Spatial and temporal patterns of agrometeorological indicators in maize producing provinces of South Africa

Affiliations

Spatial and temporal patterns of agrometeorological indicators in maize producing provinces of South Africa

Christian Simanjuntak et al. Sci Rep. .

Abstract

Climate change impacts on maize production in South Africa, i.e., interannual yield variabilities, are still not well understood. This study is based on a recently released reanalysis of climate observations (AgERA5), i.e., temperature, precipitation, solar radiation, and wind speed data. The study assesses climate change effects by quantifying the trend of agrometeorological indicators, their correlation with maize yield, and analyzing their spatiotemporal patterns using Empirical Orthogonal Function. Thereby, the main agrometeorological factors that affected yield variability for the last 31 years (1990/91-2020/21 growing season) in major maize production provinces, namely Free State, KwaZulu-Natal, Mpumalanga, and North West are identified. Results show that there was a significant positive trend in temperature that averages 0.03-0.04 °C per year and 0.02-0.04 °C per growing season.

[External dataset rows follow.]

PR #389, opened 2025-04-01
chore: remove "import Mathlib"

kbuzzard:
We're spending too long building irrelevant docs. This will speed things up.


kbuzzard:
Indeed the docs now build twice as quickly.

There was a decreasing trend in precipitation in Free State with 0.01 mm per year. Solar radiation did not show a significant trend. Wind speed in Free State increased at a rate of 0.01 ms-1 per growing season. Yield variabilities in Free State, Mpumalanga, and North West show a significant positive correlation (r > 0.43) with agrometeorological variables. Yield in KwaZulu-Natal is not influenced by climate factors. The leading mode (50-80% of total variance) of each agrometeorological variable indicates spatially homogenous pattern across the regions. The dipole patterns of the second and the third mode suggest the variabilities of agrometeorological indicators are linked to South Indian high pressure and the warm Agulhas current. The corresponding principal components were mainly associated with strong climate anomalies which are identified as El Niño and La Niña events.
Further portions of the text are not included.